Max Beckmann, « Les Argonautes », 1949/1950, Huile sur toile, Triptyque

Max Beckmann, « Les Argonautes », 1949/1950, Huile sur toile, Triptyque, National Gallery of Art, Washington, donation de Mme Max Beckmann, © National Gallery of Art, Washington

29.11.2022 - Article

Tourisme, appels de l’ailleurs, mais aussi exil et voyage intérieur : pour la première fois, une grande exposition s’intéresse à l’attrait du peintre expressionniste Max Beckmann (1884-1950) pour les pérégrinations. Elle est présentée à Munich jusqu’au 12 mars 2023.

« Departure », c’est le titre d’une monographie que la Pinacothèque moderne, à Munich, consacre au peintre expressionniste allemand Max Beckmann (1884-1950). Elle met en lumière un thème rarement abordé, et pourtant très présent dans son œuvre : celui du voyage. Il peut s’agir d’excursions touristiques ou de l’expression d’un désir de liberté. Mais l’exposition traite aussi de l’expérience de l’exil à Amsterdam à partir de 1937 et de celle du voyage immobile du peintre dans son atelier, occupé à créer des univers nouveaux sur la toile.  

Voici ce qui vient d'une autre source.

PR #35497, opened 2024-05-28
[fix](Nereids) fix Illegal aggregate node: group by and output is empty

924060929:
fix Illegal aggregate node: group by and output is empty, introduced by #33091

PR #35498, opened 2024-05-28
[fix](Nereids) fix Illegal aggregate node: group by and output is empty

924060929:
cherry pick from #35497
and fix macos compile failed by std::abs


924060929:
run buildall

PR #35472, opened 2024-05-27
[fix](compaction) fix repeatedly picking tablets with disable auto compaction

luwei16:

PR #35505, opened 2024-05-28
[fix](compaction) fix repeatedly picking tablets with disable auto compaction (#35472)

luwei16:
pick master #35472


luwei16:
run buildall

PR #35535, opened 2024-05-28
[opt](audit) add timeout for audit log load and modify the label format

morningman:
## Proposed changes

1. Add a new global variable: `audit_plugin_load_timeout`, default is 600 sec
   Avoid using default stream load, which is 4 hours, too long for audit log load.

2. Modify the label of audit log load
   Add millisecond to avoid same label from different FE.


deardeng (approved):
LGTM

gavinchou (approved):

dataroaring (approved):
LGTM

PR #35537, opened 2024-05-28
[fix](snappy) avoid potential buffer overflow

dataroaring:
If skip more than once when available is zero, then a buffer overflow occurs.

## Proposed changes

photo-size-5-6244711526321733357-y

Issue Number: close #xxx

## Further comments

### DIFF
--- a/be/src/util/block_compression.cpp
+++ b/be/src/util/block_compression.cpp
@@ -669,7 +669,7 @@ public:
     // REQUIRES: Available() >= n
     void Skip(size_t n) override {
         _available -= n;
-        while(n > 0) {
+        while (n > 0) {
             auto left = _slices[_cur_slice].size - _slice_off;
             if (left > n) {
                 // n can be digest in current slice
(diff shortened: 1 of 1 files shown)


dataroaring:
run buildall

dataroaring:
run buildall

gavinchou (approved):

be/src/util/block_compression.cpp
```diff
@@ -669,7 +669,7 @@ class SnappySlicesSource : public snappy::Source {
     // REQUIRES: Available() >= n
     void Skip(size_t n) override {
         _available -= n;
```
cambyzju, line 671: 1. this function has requirement for the caller:  `// REQUIRES: Available() >= n`, if the caller can not make sure this, maybe the caller have some bug;
2. After the change in this pr, `_available` may be corrupted;
3. If we really want to make `Skip` safe, I think only add a check at the begin of the function is better:
 ```if (unlikely(_available < n)) { return; }```

dataroaring: when available = 0 and n = 0, the requirement is met.

liaoxin01 (approved):
LGTM

PR #35539, opened 2024-05-28
[fix](compaction) fix inaccurate compaction cnt

luwei16:
## bug
Before this bug is fixed, when the rpc of commit compaction job and the rpc of sync tablet meta are parallel and out of order, the compaction cnt may be inaccurate.

for example

1 cumu_compaction_cnt = 10
2 meta service, commit compaction job rpc, cumu_compaction_cnt++ (thread 1)
3 meta service, get tablet meta rpc, get cumu_compaction_cnt = 11      (thread 2)
4 BE，get tablet meta rpc return，update tablet cumu_compaction_cnt = 11 (thread 2)
5 BE，commit compaction job rpc return，update cumu_compaction_cnt = 12 (thread 1)


luwei16:
run buildall

gavinchou (approved):

dataroaring (approved):
LGTM

PR #40205, opened 2024-08-30
[fix](case) drop table if exists before create it

hello-stephen:
## Proposed changes

Issue Number: close #xxx


hello-stephen:
skip buildall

Le « départ », qui donne son titre à l’exposition, est présenté comme une expérience existentielle. Les excursions mondaines ont jalonné la vie du peintre, tout comme son aspiration à l’« ailleurs » inspiré par ses lectures et son goût pour les mythes. Mais Max Beckmann a aussi connu la tragédie des guerres, du déracinement, du transit et de l’exil qui entraînent la perte des repères nationaux, familiaux et linguistiques.  

L’exposition s’ouvre sur le triptyque intitulé « Departure ». Il est daté de 1932. Le peintre s’y embarque pour de nouveaux rivages artistiques à travers des figures monumentales inspirées des univers mythologique et chrétien. Les scènes d’un monde sombre et violent encadrent la vision prometteuse d’une mer lumineuse et sans frontières. Max Beckmann réinterprète le motif antique du voyage du héros. Il le colore de l’expérience traumatisante du déracinement et de l’exil.  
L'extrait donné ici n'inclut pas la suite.